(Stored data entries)
════════════════════

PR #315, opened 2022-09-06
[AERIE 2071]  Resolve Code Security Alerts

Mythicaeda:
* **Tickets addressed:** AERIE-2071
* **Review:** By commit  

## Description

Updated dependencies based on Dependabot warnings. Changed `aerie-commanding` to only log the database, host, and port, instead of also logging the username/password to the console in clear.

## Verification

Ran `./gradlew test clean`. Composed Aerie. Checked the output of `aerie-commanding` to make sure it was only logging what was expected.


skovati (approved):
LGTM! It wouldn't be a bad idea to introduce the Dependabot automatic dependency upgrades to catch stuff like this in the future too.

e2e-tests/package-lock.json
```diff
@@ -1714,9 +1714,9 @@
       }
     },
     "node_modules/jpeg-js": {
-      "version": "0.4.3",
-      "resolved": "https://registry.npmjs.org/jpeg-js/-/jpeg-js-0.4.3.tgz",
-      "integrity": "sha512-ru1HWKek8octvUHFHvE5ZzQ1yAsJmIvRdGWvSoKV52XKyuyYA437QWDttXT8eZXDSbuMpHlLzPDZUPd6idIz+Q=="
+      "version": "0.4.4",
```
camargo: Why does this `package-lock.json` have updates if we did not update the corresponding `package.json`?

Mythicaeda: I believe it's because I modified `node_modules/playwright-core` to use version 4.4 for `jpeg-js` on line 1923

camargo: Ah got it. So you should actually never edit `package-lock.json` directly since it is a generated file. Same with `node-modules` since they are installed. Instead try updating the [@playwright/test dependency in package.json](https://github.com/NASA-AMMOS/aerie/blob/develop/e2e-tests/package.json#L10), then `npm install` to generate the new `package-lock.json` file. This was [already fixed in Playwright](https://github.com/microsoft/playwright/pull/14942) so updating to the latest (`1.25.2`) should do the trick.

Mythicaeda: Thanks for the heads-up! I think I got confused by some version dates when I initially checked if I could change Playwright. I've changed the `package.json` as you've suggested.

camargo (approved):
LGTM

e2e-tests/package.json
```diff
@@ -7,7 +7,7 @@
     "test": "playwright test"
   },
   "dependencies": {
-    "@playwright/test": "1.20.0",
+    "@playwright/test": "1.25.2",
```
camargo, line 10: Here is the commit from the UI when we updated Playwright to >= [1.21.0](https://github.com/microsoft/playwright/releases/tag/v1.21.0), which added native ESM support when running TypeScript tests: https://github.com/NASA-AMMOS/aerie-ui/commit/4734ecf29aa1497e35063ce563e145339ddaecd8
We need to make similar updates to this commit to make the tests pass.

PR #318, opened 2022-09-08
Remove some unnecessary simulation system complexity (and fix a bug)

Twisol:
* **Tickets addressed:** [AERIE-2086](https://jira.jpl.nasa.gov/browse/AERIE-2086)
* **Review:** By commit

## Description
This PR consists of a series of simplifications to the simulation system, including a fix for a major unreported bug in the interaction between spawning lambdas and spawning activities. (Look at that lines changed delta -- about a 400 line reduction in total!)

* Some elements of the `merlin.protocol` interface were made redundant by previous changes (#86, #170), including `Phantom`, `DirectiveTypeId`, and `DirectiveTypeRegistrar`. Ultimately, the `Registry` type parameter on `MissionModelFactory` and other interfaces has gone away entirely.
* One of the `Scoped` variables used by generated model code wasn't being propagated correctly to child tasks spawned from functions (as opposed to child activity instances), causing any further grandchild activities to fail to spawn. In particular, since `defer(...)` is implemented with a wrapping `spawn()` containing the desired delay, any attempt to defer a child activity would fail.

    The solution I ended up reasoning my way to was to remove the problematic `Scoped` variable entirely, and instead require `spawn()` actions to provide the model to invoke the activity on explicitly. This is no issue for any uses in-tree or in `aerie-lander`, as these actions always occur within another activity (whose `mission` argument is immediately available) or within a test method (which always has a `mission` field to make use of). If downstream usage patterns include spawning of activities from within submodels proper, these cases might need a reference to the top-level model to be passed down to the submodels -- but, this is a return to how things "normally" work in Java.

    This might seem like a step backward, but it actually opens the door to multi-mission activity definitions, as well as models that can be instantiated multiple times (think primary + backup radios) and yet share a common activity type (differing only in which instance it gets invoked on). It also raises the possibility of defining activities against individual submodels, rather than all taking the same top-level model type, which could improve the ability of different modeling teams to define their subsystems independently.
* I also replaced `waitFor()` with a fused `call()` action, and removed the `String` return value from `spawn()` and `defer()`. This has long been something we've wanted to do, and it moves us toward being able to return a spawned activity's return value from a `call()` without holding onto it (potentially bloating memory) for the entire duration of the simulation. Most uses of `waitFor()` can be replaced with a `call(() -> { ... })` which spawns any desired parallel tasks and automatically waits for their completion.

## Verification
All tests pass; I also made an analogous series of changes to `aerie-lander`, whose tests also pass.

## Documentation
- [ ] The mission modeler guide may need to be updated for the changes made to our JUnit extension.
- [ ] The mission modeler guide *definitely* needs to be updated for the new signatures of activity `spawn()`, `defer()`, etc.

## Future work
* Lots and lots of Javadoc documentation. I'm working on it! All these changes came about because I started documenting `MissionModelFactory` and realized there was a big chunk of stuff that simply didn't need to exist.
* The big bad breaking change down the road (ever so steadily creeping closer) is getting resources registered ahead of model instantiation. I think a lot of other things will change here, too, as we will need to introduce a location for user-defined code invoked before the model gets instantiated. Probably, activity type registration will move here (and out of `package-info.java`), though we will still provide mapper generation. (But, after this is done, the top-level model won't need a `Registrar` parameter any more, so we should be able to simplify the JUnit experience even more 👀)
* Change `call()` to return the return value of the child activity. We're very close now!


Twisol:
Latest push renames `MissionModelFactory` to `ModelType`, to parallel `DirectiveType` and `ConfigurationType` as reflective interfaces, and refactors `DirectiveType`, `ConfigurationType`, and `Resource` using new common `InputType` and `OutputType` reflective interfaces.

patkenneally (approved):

════════════════════

• ABOUT THIS EXERCISE: Restate each record above exactly, leaving nothing out.

• RESPONSE:
PR #315, opened 2022-09-06
[AERIE 2071]  Resolve Code Security Alerts

Mythicaeda:
* **Tickets addressed:** AERIE-2071
* **Review:** By commit  

## Description

Updated dependencies based on Dependabot warnings. Changed `aerie-commanding` to only log the database, host, and port, instead of also logging the username/password to the console in clear.

## Verification

Ran `./gradlew test clean`. Composed Aerie. Checked the output of `aerie-commanding` to make sure it was only logging what was expected.


skovati (approved):
LGTM! It wouldn't be a bad idea to introduce the Dependabot automatic dependency upgrades to catch stuff like this in the future too.

e2e-tests/package-lock.json
```diff
@@ -1714,9 +1714,9 @@
       }
     },
     "node_modules/jpeg-js": {
-      "version": "0.4.3",
-      "resolved": "https://registry.npmjs.org/jpeg-js/-/jpeg-js-0.4.3.tgz",
-      "integrity": "sha512-ru1HWKek8octvUHFHvE5ZzQ1yAsJmIvRdGWvSoKV52XKyuyYA437QWDttXT8eZXDSbuMpHlLzPDZUPd6idIz+Q=="
+      "version": "0.4.4",
```
camargo: Why does this `package-lock.json` have updates if we did not update the corresponding `package.json`?

Mythicaeda: I believe it's because I modified `node_modules/playwright-core` to use version 4.4 for `jpeg-js` on line 1923

camargo: Ah got it. So you should actually never edit `package-lock.json` directly since it is a generated file. Same with `node-modules` since they are installed. Instead try updating the [@playwright/test dependency in package.json](https://github.com/NASA-AMMOS/aerie/blob/develop/e2e-tests/package.json#L10), then `npm install` to generate the new `package-lock.json` file. This was [already fixed in Playwright](https://github.com/microsoft/playwright/pull/14942) so updating to the latest (`1.25.2`) should do the trick.

Mythicaeda: Thanks for the heads-up! I think I got confused by some version dates when I initially checked if I could change Playwright. I've changed the `package.json` as you've suggested.

camargo (approved):
LGTM

e2e-tests/package.json
```diff
@@ -7,7 +7,7 @@
     "test": "playwright test"
   },
   "dependencies": {
-    "@playwright/test": "1.20.0",
+    "@playwright/test": "1.25.2",
```
camargo, line 10: Here is the commit from the UI when we updated Playwright to >= [1.21.0](https://github.com/microsoft/playwright/releases/tag/v1.21.0), which added native ESM support when running TypeScript tests: https://github.com/NASA-AMMOS/aerie-ui/commit/4734ecf29aa1497e35063ce563e145339ddaecd8
We need to make similar updates to this commit to make the tests pass.

PR #318, opened 2022-09-08
Remove some unnecessary simulation system complexity (and fix a bug)

Twisol:
* **Tickets addressed:** [AERIE-2086](https://jira.jpl.nasa.gov/browse/AERIE-2086)
* **Review:** By commit

## Description
This PR consists of a series of simplifications to the simulation system, including a fix for a major unreported bug in the interaction between spawning lambdas and spawning activities. (Look at that lines changed delta -- about a 400 line reduction in total!)

* Some elements of the `merlin.protocol` interface were made redundant by previous changes (#86, #170), including `Phantom`, `DirectiveTypeId`, and `DirectiveTypeRegistrar`. Ultimately, the `Registry` type parameter on `MissionModelFactory` and other interfaces has gone away entirely.
* One of the `Scoped` variables used by generated model code wasn't being propagated correctly to child tasks spawned from functions (as opposed to child activity instances), causing any further grandchild activities to fail to spawn. In particular, since `defer(...)` is implemented with a wrapping `spawn()` containing the desired delay, any attempt to defer a child activity would fail.

    The solution I ended up reasoning my way to was to remove the problematic `Scoped` variable entirely, and instead require `spawn()` actions to provide the model to invoke the activity on explicitly. This is no issue for any uses in-tree or in `aerie-lander`, as these actions always occur within another activity (whose `mission` argument is immediately available) or within a test method (which always has a `mission` field to make use of). If downstream usage patterns include spawning of activities from within submodels proper, these cases might need a reference to the top-level model to be passed down to the submodels -- but, this is a return to how things "normally" work in Java.

    This might seem like a step backward, but it actually opens the door to multi-mission activity definitions, as well as models that can be instantiated multiple times (think primary + backup radios) and yet share a common activity type (differing only in which instance it gets invoked on). It also raises the possibility of defining activities against individual submodels, rather than all taking the same top-level model type, which could improve the ability of different modeling teams to define their subsystems independently.
* I also replaced `waitFor()` with a fused `call()` action, and removed the `String` return value from `spawn()` and `defer()`. This has long been something we've wanted to do, and it moves us toward being able to return a spawned activity's return value from a `call()` without holding onto it (potentially bloating memory) for the entire duration of the simulation. Most uses of `waitFor()` can be replaced with a `call(() -> { ... })` which spawns any desired parallel tasks and automatically waits for their completion.

## Verification
All tests pass; I also made an analogous series of changes to `aerie-lander`, whose tests also pass.

## Documentation
- [ ] The mission modeler guide may need to be updated for the changes made to our JUnit extension.
- [ ] The mission modeler guide *definitely* needs to be updated for the new signatures of activity `spawn()`, `defer()`, etc.

## Future work
* Lots and lots of Javadoc documentation. I'm working on it! All these changes came about because I started documenting `MissionModelFactory` and realized there was a big chunk of stuff that simply didn't need to exist.
* The big bad breaking change down the road (ever so steadily creeping closer) is getting resources registered ahead of model instantiation. I think a lot of other things will change here, too, as we will need to introduce a location for user-defined code invoked before the model gets instantiated. Probably, activity type registration will move here (and out of `package-info.java`), though we will still provide mapper generation. (But, after this is done, the top-level model won't need a `Registrar` parameter any more, so we should be able to simplify the JUnit experience even more 👀)
* Change `call()` to return the return value of the child activity. We're very close now!


Twisol:
Latest push renames `MissionModelFactory` to `ModelType`, to parallel `DirectiveType` and `ConfigurationType` as reflective interfaces, and refactors `DirectiveType`, `ConfigurationType`, and `Resource` using new common `InputType` and `OutputType` reflective interfaces.

patkenneally (approved):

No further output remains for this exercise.